At the time Ms Yellen first joined the Fed, the envy of every central bank was Germany’s long record of stable prices, and there was a move in Congress to set an inflation-only target for the Fed. Ms Yellen was a strong internal opponent of such a change.
In a debate at the February 1995 FOMC, remembered by those there for its civility as well as its quality, she argued that the public did not just care about inflation. “The public also cares about real outcomes,” she said. “Households and businesses very much dislike fluctuations in output and employment, for good reasons.”
When the goals of low unemployment and low inflation conflicted, she said, and there was a tough trade-off, then “to me, a wise and humane policy is occasionally to let inflation rise even when inflation is running above target”.
During the crisis, that attitude generally led her to argue for earlier and more aggressive rate cuts; in the aftermath, she has pushed for stronger stimulus. Recently, she has shown simulations that suggest “optimal control” of the economy would let inflation rise above 2 per cent in order to bring unemployment down faster, pointing to her likely preferences as Fed chair.
But while Ms Yellen has been a champion of the Fed’s dual mandate, she has also been one of its strongest proponents of greater transparency, including the adoption of an explicit 2 per cent inflation goal in January 2012.

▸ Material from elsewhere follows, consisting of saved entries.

PR #563, opened 2017-10-23
refactor(styles): IssueDescription component styles update

josenaranjo:
Migrating StyleSheet styles to styled components

Related #532

### DIFF
--- a/src/components/issue-description.component.js
+++ b/src/components/issue-description.component.js
@@ -1,8 +1,9 @@
 import React, { Component } from 'react';
-import { StyleSheet, View, ActivityIndicator } from 'react-native';
+import { ActivityIndicator } from 'react-native';
 import { ListItem } from 'react-native-elements';
 import Parse from 'parse-diff';
 import moment from 'moment/min/moment-with-locales.min';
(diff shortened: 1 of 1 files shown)


src/components/issue-description.component.js
```diff
@@ -12,62 +13,67 @@ import {
...
+
+const DiffBlocksContainer = styled.View`
+  flex-direction: row;
+  align-items: center;
+  justify-content: flex-end;
+  padding-right: 10;
+  padding-bottom: 10;
+`;
+
+const StateBadgeStyled = styled(StateBadge)`
```
andrewda: 🤔  This is failing the test for some reason.

```
Cannot create styled-component for component: undefined
```

andrewda: Actually, why are we styling the StateBadge at all? Seems a bit weird. Shouldn't this all be done in the component?

josenaranjo: Couldn't agree more @andrewda . I reverted these styles to use StyleSheet while we refactor StateBadge component, so it doesn't require any style props.

Issue #518, opened 2017-10-20
Add more tests!


andrewda:
We can use this issue to divide up some work. I'll add a checklist below with what needs to be done and who it's assigned to. Please comment (or edit yourself in) if you'd like to take on a test!

### Components

- [x] Badge (@andrewda – #407 )
- [x] Button (@andrewda – #407)
- [x] CodeLine (@andrewda – #407)
- [ ] CommentInput (unclaimed)
- [ ] CommentListItem (unclaimed)
- [ ] DiffBlocks (unclaimed)
- [x] EntityInfo (@andrewda – #407)
- [ ] GithubHtmlView (unclaimed)
- [ ] GithubStyle (unclaimed)
- [ ] ImageZoom (unclaimed)
- [ ] InlineLabel (unclaimed)
- [ ] IssueDescription (unclaimed)
- [ ] IssueEventListItem (unclaimed)
- [ ] IssueListItem (unclaimed)
- [x] LabelButton (@andrewda – #407)
- [ ] LabelListItem (unclaimed)
- [ ] MarkdownWebView (unclaimed)
- [ ] Members (unclaimed)
- [ ] MentionArea (unclaimed)
- [ ] NotificationIcon (unclaimed)
- [ ] NotificationListItem (unclaimed)
- [ ] ParallaxScroll (unclaimed)
- [ ] RepositoryListItem (unclaimed)
- [ ] RepositoryProfile (unclaimed)
- [ ] RepositorySectionTitle (unclaimed)
- [ ] SearchBar – Android (unclaimed)
- [ ] SearchBar – iOS (unclaimed)
- [ ] SectionList (unclaimed)
- [x] StateBadge (@andrewda – #407)
- [x] ToggleView (@machour – #407)
- [ ] UserListItem (unclaimed)
- [ ] UserProfile
- [ ] ViewContainer

jouderianjr:
I'll start slow :) Could you give me ImageZoom and CommentListItem? 💃

alejandronanez:
I can grab userProfile and RepositoryProfile.

machour:
I'd like to implement tests for `<GithubHtmlView />` but I'm not sure how to implement them with Enzyme. (I'm fairly new to testing :relaxed:)

This component does two things:
 1. Transform a given HTML to a new HTML with some modifications
 2. Hands out this new HTML to `<HTMLView />`

Should I stick to only testing the first part, or should the output result of <HTMLView /> be tested too?
[...]

PR #565, opened 2017-10-23
test: Add test for Color Helpers (#518)

kenitive:
Hello,
I've added tests for the color helper :)


__tests__/tests/utilities/color-helpers.js
```diff
@@ -0,0 +1,33 @@
+import { getFontColorByBackground } from 'utils';
+
+describe('Color Helpers', () => {
+  it('should return a black font color for the light background #1', () => {
```
andrewda: Could you say something like `'should return a black font color for the light yellow background'` and apply that format to the rest of these tests?

kenitive:
@andrewda done :)

Issue #569, opened 2017-10-24
v1.4.0 Release - Final Checks


housseindjirdeh:
Releasing `1.4.0` has been long overdue, and my apologies :O. Let's have this out before the end of this week ⭐️ 

Couple of things I've noticed so let's use this issue to track down all the changes we'll need before release 🚀 

**For any thing mentioned on the list here and on this issue you want to tackle, just tag this issue number on your PR.**

On iOS && Android:
----

### Profile images don't seem to be showing on profile screens

![image](https://user-images.githubusercontent.com/12476932/31921322-da7eaf0a-b83c-11e7-8878-17ae8188be2f.png)

### A few list items throughout the app have borders bolded a lot more

![image](https://user-images.githubusercontent.com/12476932/31921499-ac0b161c-b83d-11e7-96f4-cba1b7dd6494.png)

### Notifications badge count has styling issues

View both screenshots above

Anything else anybody sees, please add it to this ticket. Shouldn't be too much regressions (and now that we're adding tests we should definitely be seeing less)

alejandronanez:
@housseindjirdeh I can take a look at the profile picture bug.

housseindjirdeh:
Thank you matey @alejandronanez <3

housseindjirdeh:
⚠️ Thanks for logging this one @machour:

## Android

![image](https://user-images.githubusercontent.com/12476932/31922003-875a78be-b840-11e7-8573-2b9017c9f550.png)

App intro buttons not showing smoothly

machour:
@housseindjirdeh The app intro button should have been fixed by #527 
Are you still getting this?

machour:
@jouderianjr did you fix the cropped buttons for issues and pulls? I don't remember anymore :D

jouderianjr:
yeah, #545 😄  Sorry for don't help much in this release, I'm pretty busy in this days 😢

housseindjirdeh:
Thanks @machour, didn't run it and thought it was still showing for Android users. Thank you <3

housseindjirdeh:
@yannbf was kind enough to log this in #536. Not sure if it's still occurring but logging it here to remind us to double check if it hasn't been resolved yet :)

![image](https://user-images.githubusercontent.com/12476932/31967362-af1a608a-b8db-11e7-83df-3dbf6f4e1429.png)

alejandronanez:
[...]

PR #572, opened 2017-10-24
fix(build): fix styled components errors

alejandronanez:
This was breaking `master` for 1.4
Related to #569


machour:
It's not the first time a styled-component merged PR breaks the app. We should be more careful with manual tests *before* merging.

andrewda:
Getting [`detox`](https://github.com/wix/detox) set up would be awesome.

PR #578, opened 2017-10-25
refactor(styles): StyleSheet to Styled Components

josenaranjo:
I left some StyleSheet styles without migrating because those styles are so specific about a particular behavior that 1. I'm not sure they are going to display the component as expected and 2. It has more meaning as it is. Let me know what you think.

#532

### DIFF
--- a/src/components/issue-list-item.component.js
+++ b/src/components/issue-list-item.component.js
@@ -1,7 +1,8 @@
 import React from 'react';
-import { StyleSheet, TouchableHighlight, View, Text } from 'react-native';
+import { StyleSheet, TouchableHighlight } from 'react-native';
 import { ListItem, Icon } from 'react-native-elements';
 import moment from 'moment/min/moment-with-locales.min';
+import styled from 'styled-components/native';
 
 import { colors, fonts, normalize } from 'config';
 import { translate } from 'utils';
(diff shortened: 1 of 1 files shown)


src/components/issue-list-item.component.js
```diff
@@ -13,16 +14,28 @@ type Props = {
   locale: string,
 };
 
+const Container = styled.View`
+  flex-direction: row;
+  align-items: flex-start;
+  justify-content: center;
+  padding-right: 10;
+  padding: 5;
```
chinesedfan: Shorthands properties should have units.

src/components/issue-list-item.component.js
```diff
@@ -13,16 +14,28 @@ type Props = {
...
-  container: {
-    flexDirection: 'row',
-    alignItems: 'flex-start',
-    justifyContent: 'center',
-    paddingRight: 10,
-    paddingVertical: 5,
-    borderBottomWidth: 1,
-    borderBottomColor: colors.greyLight,
-  },
   closedIssue: {
```
chinesedfan: I think it can be removed, because nowhere uses it.

src/components/issue-list-item.component.js
josenaranjo: Fixed

src/components/issue-list-item.component.js
josenaranjo: The closeIssue style is used in Line 70.

chinesedfan: Oh yes, I forget to expand those collapsed codes.

src/components/issue-list-item.component.js
```diff
@@ -99,10 +103,10 @@ export const IssueListItem = ({ type, issue, navigation, locale }: Props) => (
         titleStyle={styles.title}
         subtitleStyle={styles.subtitle}
       />
```
machour: Once #619 is merged, this `<ListItem>` can be converted as a styled component using this:

```js
const Issue = styled(ListItem).attrs({
  containerStyle: {
     // old style attributes
  },
  titleStyle: {
     // old style attributes
  },
  subtitleStyle: {
     // old style attributes
  }
})``;
```

src/components/issue-list-item.component.js
```diff
@@ -99,10 +103,10 @@ export const IssueListItem = ({ type, issue, navigation, locale }: Props) => (
...
-      <View style={styles.commentsContainer}>
+      <CommentsContainer>
         <Icon name="comment" type="octicon" size={18} color={colors.grey} />
```
machour: I'm wondering if we should define a new styled component here (same way as ListItem), and have all this static props in the styled component.
The JSX code would then simply be something like: `<CommentIcon />`

What do you think of this? 🤔

src/components/issue-list-item.component.js
machour: #619 is merged, you should now be able to convert the react-native-elements components!

PR #579, opened 2017-10-25
test: Added tests for auth reducer and refactored some other tests

jglover:
Adds test for auth reducer and refactoring.
Also adds default fallback for 'en' inside `localization-helper` incase location cannot be determined/promise to get locale in `app.js` has not fulfilled yet and somehow user has navigated, requiring a value (this was breaking unit tests).


andrewda:
Also - don't end data files in `.data.js`. If we're going to change the extensions for the files, we should do it in a new PR. For now keep things consistent.

andrewda:
There's a _lot_ of data in `data/api/users.data.js` file. Maybe we could shorten it down to 1 event per type so it's easier to follow if something breaks?

jglover:
I'll rename those files, yeah it's quite a bit of data; I just took the GitHub example responses verbatim from the API docs. Since the file isn't used in a build is it a good idea to just keep data as a copy of the example responses incase it ever needs to be changed?

jglover:
@andrewda done. What's the reasoning behind not using `*.spec.js` though? I'm curious about that one, it's the accepted convention in just about every framework or project I've worked with and helps differentiate the file when using fuzzy search, triggers test syntax highlighting in most editors etc

andrewda:
@jglover Several reasons: 1) when I began adding tests, I didn't use it, and we've stayed consistent with that, 2) everything's already in a single `__tests__/` directory, so it's not really necessary to define something as a specification. That being said, I'd love to completely redo our test naming scheme in another PR (an issue for discussion would be great, too).

src/utils/localization-helper.js
```diff
@@ -8,7 +8,8 @@ export const translate = (key, locale, interpolation = null) =>
   I18n.t(key, { locale, ...interpolation });
 
 export const getLocale = () => {
-  const locale = I18n.locale.toLowerCase();
+  // If for some reason a locale cannot be determined, fall back to 'en'.
+  const locale = (I18n.locale && I18n.locale.toLowerCase()) || 'en';
```
alejandronanez: 💯

jglover:
@andrewda Anything left outstanding? Keen to get this merged before it gets conflicts.

src/utils/localization-helper.js
chinesedfan: @jglover Please read `en` from `src/config/common`, as well as the comment.

jglover: @chinesedfan good tip, updated.

PR #558, opened 2017-10-22
refactor: use styled-components in entity-info

MrLoh:
related to #532

PR #586, opened 2017-10-26
fix(ui): Fix entity-info styling

machour:
Fixes unwanted UI changes introduced by #558 

| Before | After |
| -------|-------|
| screen shot 2017-10-26 at 4 22 12 pm  | screen shot 2017-10-26 at 4 21 18 pm |

⚠️ ⚠️ ⚠️ ⚠️ ⚠️ ⚠️ ⚠️ ⚠️ 

It seems that using styled-components the way it's done here does more harm than good. We didn't need to specify `font-weight 'normal'`, or `wrapperStyle` in the past. 
It's like using styled-component completely reset the style of the react-native-elements component, and we have to specify defaults again. Really weird.

Another painful thing is that before using SC, the `hideChevron` prop produced consistent margins no matter of its value. With SC, I got this difference for the first element:

screen shot 2017-10-26 at 4 11 18 pm

I had to display the chevron, but transparent for that element, to produce a consistent margin.

The big question here: Is SC used as it should be here? Is this a bug of SC ?


andrewda:
A bit random but @housseindjirdeh could you configure Coveralls to pass the Status Check as long as there's less than a 0.25% reduction in coverage? It's a bit silly to have it fail for this PR, or any PR that adds a tiny bit of complexity.

andrewda:
Actually not sure how I feel about that... Maybe we should keep it as is so we can be aware of when we're lowering coverage. Input?

machour:
+1 on keep in it like that for now @andrewda

andrewda:
Alright, this should be fine to be merged. I'm adding a lot more tests for EntityInfo, but will follow those up in a future PR.

machour:
Finally had the time to investigate a bit more, there's an incompatibility between Styled-Components & React Native Elements where the default container style get lost.

More info in this bug report: https://github.com/react-native-training/react-native-elements/issues/679

machour:
Closing this as #619 fixes the root cause

PR #589, opened 2017-10-27
test: add NotificationListItem component tests

alejandronanez:
100% coverage for `NotificationListItem` component
screen shot 2017-10-28 at 11 29 20 am


__tests__/tests/components/NotificationListItem.js
```diff
@@ -0,0 +1,95 @@
...
+    const wrapper = shallow(
+      <NotificationListItem {...defaultProps} notification={notification} />
+    );
+
+    const result = wrapper.instance().getComponentType();
+
+    expect(result).toBe(TouchableOpacity);
+  });
+
+  it('should call navigation when user press TitleComponent', () => {
```
andrewda: I would say `'should call navigation when TitleComponent is pressed`'. Talking about the user is more appropriate in an E2E test.

andrewda: Actually, I take that back. Talking about the user is fine. If you want to do it that way, just switch "press" to "presses".

alejandronanez:
Oh. Makes sense. Will update 😎 thanks!

Issue #588, opened 2017-10-27
Remove Sinon.js


alejandronanez:
We should remove `sinon.js` from our stack, Jest has its own way to do spies and mocks.

When you remove this, don't forget to update the tests.

andrewda:
👍

andrewda:
Apologies for using Sinon in the first place – I had seen it and was excited to use it without looking to Jest's prebuilt solutions 😂

alejandronanez:
haja np!

PR #591, opened 2017-10-27
refactor(tests): use jest mocks instead of sinon spies

stupergenius:
Per #588, removes the dependency on sinon and uses jest builtin mocks.


andrewda:
Will merge this as soon as tests pass 🎉

PR #600, opened 2017-10-29
fix(ui): Fix Bio section in auth-profile

jouderianjr:
| Devices tested?  | Android version Nougat |
| Related ticket?  | #569         |

---

## Screenshots

| Before   | After    |
| -------- | -------- |
| beforeauth | subtitlewithfontweight |

## Description

After the react-native-elements update, we've lost some styles,
this commit removes ellipsize from bio text and set `fontWeight` to normal.

I'm still using the text as subtitle but we could just use as a title, has a similar style that the old subtitle.

| Title   | Subtitle    |
| -------- | -------- |
| title | subtitlewithfontweight |

### DIFF
--- a/src/auth/screens/auth-profile.screen.js
+++ b/src/auth/screens/auth-profile.screen.js
@@ -45,10 +45,6 @@ const mapDispatchToProps = dispatch =>
 
 const styles = StyleSheet.create({
   listTitle: {
-    color: colors.black,
-    ...fonts.fontPrimary,
-  },
-  listSubTitle: {
     color: colors.greyDark,
     ...fonts.fontPrimary,
   },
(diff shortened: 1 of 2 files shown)


machour:
@jouderianjr echoing your suggestion, it would make more sense to use `title` instead of `subtitle`.

alejandronanez:
@jouderianjr please feel free to merge either you use `title` or not.

jouderianjr:
I'm just changing to `title` right now 💃 but I've noticed that I forgot about `user-profile.screen`, I'll fix it in that screen also.

jouderianjr:
Merging, Thank you everyone 💃

PR #601, opened 2017-10-29
refactor: use styled-components in user-list-item

shmesa22:
Related https://github.com/gitpoint/git-point/issues/532


shmesa22:
screen shot 2017-10-28 at 20 38 19
screen shot 2017-10-28 at 20 38 34

src/components/user-list-item.component.js
```diff
@@ -111,52 +124,44 @@ class UserListItemComponent extends Component {
             user.type === 'User' ? { user } : { organization: user }
           )}
         underlayColor={colors.greyLight}
-        style={!noBorderBottom && styles.borderContainer}
+        noBorderBottom={!noBorderBottom}
```
chinesedfan: Here is wired.

alejandronanez: hmm what do you mean by _wired_?

chinesedfan: @alejandronanez The prop name should be something like `hasBorderBottom`, because the value is `!noBorderBottom`.

src/components/user-list-item.component.js
```diff
@@ -1,65 +1,72 @@
...
-    marginLeft: 10,
-  },
-  iconContainer: {
-    flex: 0.15,
-    alignItems: 'flex-end',
-    justifyContent: 'center',
-  },
-});
+const ViewBorderContainer = styled.View`
+  border-bottom-color: ${props => props.hasBorderBottom && colors.greyLight};
```
machour: I think this will evaluate to a boolean and not work as expected .. shouldn't you be providing two different return values (just like the line below this one?)

src/components/user-list-item.component.js
```diff
@@ -1,65 +1,72 @@
...
+  border-bottom-width: ${props => (props.hasBorderBottom ? 1 : 0)};
+`;
+const TouchableBorderContainer = ViewBorderContainer.withComponent(
+  TouchableHighlight
+);
```
machour: nicely done 👍

machour:
Ping here to @shmesa22 😄 
Let me know if you need anything!

src/components/user-list-item.component.js
chinesedfan: @shmesa22 Right. It will cause a `invalid prop` error.

I am eager to merge styled-components PRs and your PR is very very close to be merged. So forgive me to fix it in your branch directly. Normally I shouldn't do that.

PR #610, opened 2017-10-30
refactor: NotificationListItem to used styled-components

LeoCp:
| Before   | After    |
| -------- | -------- |
|simulator screen shot - iphone 6 - 2017-10-30 at 12 26 57|simulator screen shot - iphone 6 - 2017-10-30 at 12 32 50|

## Description
Migrate NotificationListItem component to styled-components (#532)

### DIFF
--- a/src/components/notification-list-item.component.js
+++ b/src/components/notification-list-item.component.js
@@ -1,7 +1,8 @@
 /* eslint-disable no-nested-ternary */
 
 import React, { Component } from 'react';
-import { StyleSheet, View, TouchableOpacity, Text } from 'react-native';
+import styled from 'styled-components/native';
+import { View, TouchableOpacity } from 'react-native';
 import { Icon } from 'react-native-elements';
 
 import { colors, fonts, normalize } from 'config';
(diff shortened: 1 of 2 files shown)


src/components/notification-list-item.component.js
```diff
@@ -12,41 +13,48 @@ type Props = {
...
+  align-items: center;
+`;
+
+const TitleContainer = styled.View`
+  flex: 1;
+`;
+
+const Title = styled.Text`
+  color: ${colors.black};
+  ${{ ...fonts.fontPrimary }};
```
chinesedfan: Please try to use `font-family: ${styledFonts.fontPrimary}`, while `styledFonts` is imported from `config`.

src/components/notification-list-item.component.js
```diff
@@ -12,41 +13,48 @@ type Props = {
...
+  justify-content: center;
+`;
+
+const IconStyled = styled(Icon).attrs({
+  color: colors.grey,
+  size: 22,
+  type: 'octicon',
+})``;
+
+const CheckIcon = styled(IconStyled).attrs({ name: 'check' })``;
```
chinesedfan: Can the empty block be removed?

src/components/notification-list-item.component.js
```diff
@@ -59,9 +67,9 @@ export class NotificationListItem extends Component {
 
   getIconName = type => {
     switch (type) {
-      case 'commit':
+      case 'Commit':
```
chinesedfan: Is this a case bug that you find out?

LeoCp: yes, the type was wrong.

src/components/notification-list-item.component.js
```diff
@@ -70,41 +76,36 @@ export class NotificationListItem extends Component {
 
   render() {
     const { notification, iconAction, navigationAction } = this.props;
-
-    const TitleComponent = this.getComponentType();
+    const tag = this.getComponentType();
     const iconName = this.getIconName(notification.subject.type);
+    const titleComponentProps =
```
alejandronanez: Hey @LeoCp welcome!
Can you please move this into a class method and add proper tests to it? I don't feel comfortable with all this logic under `render() { ... }`

src/components/notification-list-item.component.js
alejandronanez: optional: I think it will be good to transform `type` to lowercase and to the check, this way we cover ourselves from any future change.
What do you think?

andrewda: Agree, but should be done in another PR.

machour:
@alejandronanez could you verify that the latest changes are okay with you and merge this baby in? ❤️

machour:
Validated on gitter with Alejandro 🕺

PR #611, opened 2017-10-31
fix(translation): correct typo and some words in french

ShiiFu:
## Description

I did some correction on French translation.


machour:
@ShiiFu merci beaucoup! 🎉 

Could you add yourself as a contributor using `yarn contributors:add`? Use the `translation` key.

machour:
@ShiiFu We have an ongoing migration to styled components if you want to contribute some more: #532
Thank you so much for the french proof reading buddy!

Issue #2462, opened 2026-02-19
Top navigation bar inconsistent and broken across multiple pages


Saksham-Sirohi:
**Describe the bug**
The top navigation bar appears broken and inconsistent across multiple pages, including the start pages. Elements do not align or display correctly, and the UI does not appear uniform across the site, leading to a confusing user experience. Some elements overlap, and spacing is off, as visible in the screenshots below.

**Expected behavior**
The top navigation bar should be visually consistent and properly functional on all pages, matching the site's UI guidelines with correct alignment and spacing of elements.

Additionally, please ensure that fixes do NOT break the UI appearance or layout on desktop devices. The desktop UI should remain unchanged and continue to match existing design guidelines.

**Screenshots**
<img alt="Top nav bar misalignment and inconsistency on event start page" width="1206" src="https://github.com/user-attachments/assets/aff02dd6-3671-4377-9aec-031ada70cd19" />
<img alt="Top nav bar issue in side menu context" width="1206" src="https://github.com/user-attachments/assets/044ca05f-dca7-4387-ae71-7a48e63a9adf" />
<img alt="UI inconsistency - nav bar and content overlap" width="1206" src="https://github.com/user-attachments/assets/8b899b2d-5085-4a5f-9403-6abf4297eff2" />

**Additional context**
Refer to the attached screenshots for different states and contexts where the navigation bar breaks or looks inconsistent.

prachi01645:
Hi, I would like to work on this issue.
I am setting up the project locally and will share updates soon.

amreshanand:
@Saksham-Sirohi  I have resolved this issue. Please look through it

Revanth-coder1:
Hi! I would like to work on this issue. Could you please assign it to me?

Saksham-Sirohi:
Parts of this are fixed, the problem with the navbar and items in the navbar still remains more prominent on the dev.eventyay.com homepage

justkrypticAsh:
Hi @Saksham-Sirohi, I noticed that parts of this issue have already been fixed, but the navbar inconsistency is still visible, especially on the dev.eventyay.com homepage.
I would like to work on fixing the remaining issues and ensuring consistency across all pages without affecting the desktop UI. Please let me know if I can proceed or if there are any specific guidelines I should follow.

Saksham-Sirohi:
[...]

PR #2546, opened 2026-02-24
Fix sidebar height so all items are accessible 

### LINKED ISSUE #2539: Sidebar navigation items are cut off and unreachable when menu sections are expanded
### Description:

Expanding multiple sections in the left sidebar causes the bottom navigation items (e.g. "Message center") to go off-screen. There is no way to scroll within the sidebar to reach them the only workaround is to collapse other expanded sections.

### Expected behavior: 

The sidebar should be scrollable so all navigation items remain accessible regardless of how many sections are expanded.

Image

Image

Aqil-Ahmad:
fixes #2539 

image

## Summary by Sourcery

Adjust sidebar layout to account for a 50px offset from the viewport height so the entire sidebar content remains accessible.

### DIFF
--- a/app/eventyay/static/orga/css/_layout.css
+++ b/app/eventyay/static/orga/css/_layout.css
@@ -182,7 +182,7 @@ aside.sidebar {
   background-color: var(--color-grey-ultralight);
   box-shadow: var(--shadow-lighter);
   width: 45px;
-  height: calc(100vh - 50px);
+  height: calc(100vh - var(--navbar-height));
   display: flex;
   font-size: 14px;
   flex-grow: 0;
@@ -190,7 +190,7 @@ aside.sidebar {
   flex-wrap: nowrap;
   z-index: 150;
   padding-left: 0;
-  margin-top: 50px;
+  margin-top: var(--navbar-height);
   margin-bottom: 0;
   overflow-y: auto;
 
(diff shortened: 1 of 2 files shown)


Aqil-Ahmad:
> Please consider sourcery feedback comment.

the hardcoded 50px is consistent with how it's used throughout the rest of the file

app/eventyay/static/orga/css/_layout.css
```diff
@@ -182,7 +182,7 @@ aside.sidebar {
   background-color: var(--color-grey-ultralight);
   box-shadow: var(--shadow-lighter);
   width: 45px;
-  height: 100vh;
+  height: calc(100vh - 50px);
```
ArnavBallinCode: using `top: 50px` would be a cleaner fix and will work.

Aqil-Ahmad: this won't work as sidebar doesn't have position: fixed

ArnavBallinCode: yes, correct . please add a screenshot with mobile view and then good to go.

Aqil-Ahmad:
here you go @ArnavBallinCode 

image

Aqil-Ahmad:
> This approach is not correct, as it is causing problems on the mobile view

hey @Saksham-Sirohi i tested it and i don't see any issues caused by the changes in the sidebar. if you are referring to the white text, that's unrelated and its the navbar issue( documented here https://github.com/fossasia/eventyay/issues/2462) which appears both with these changes and without.

ArnavBallinCode (approved):
LGTM

Saksham-Sirohi:
Screenshot 2026-03-18 at 4 32 53 PM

She was already heading that way in 1996, when inflation was around 3 per cent. “I believe that heading toward 2 per cent inflation would be a good idea and that we should do so in a slow fashion, looking at what happens along the way,” she said at the FOMC.
Ms Yellen was there again when the Fed next discussed the issue nine years later, in 2005, and she argued it was time to adopt an explicit goal. Doing so, she said, would make it easier for the public to understand what to expect, help counter inflation and deflation scares, and boost the Fed’s accountability and transparency.
Since becoming vice-chair in 2010 she has chaired an FOMC subcommittee on communications. In addition to the 2 per cent inflation objective, that subcommittee has produced press conferences; calendar date guidance of low rates “at least through mid-2013”; the threshold of low interest rates while unemployment is above 6.5 per cent; and FOMC forecasts of future interest rates.
Before going silent as the race for the Fed chairmanship heated up, her speeches suggested that she was not done yet with enhancing communications – and that offers the single best clue as to how a Yellen Fed would proceed.
“As the time of the first increase in the federal funds rate moves closer, in my view it will be increasingly important for the committee to clearly communicate about how the federal funds rate target will be adjusted,” Ms Yellen said in April.
“I believe further improvements in the FOMC’s communication are possible, and I expect they will continue.”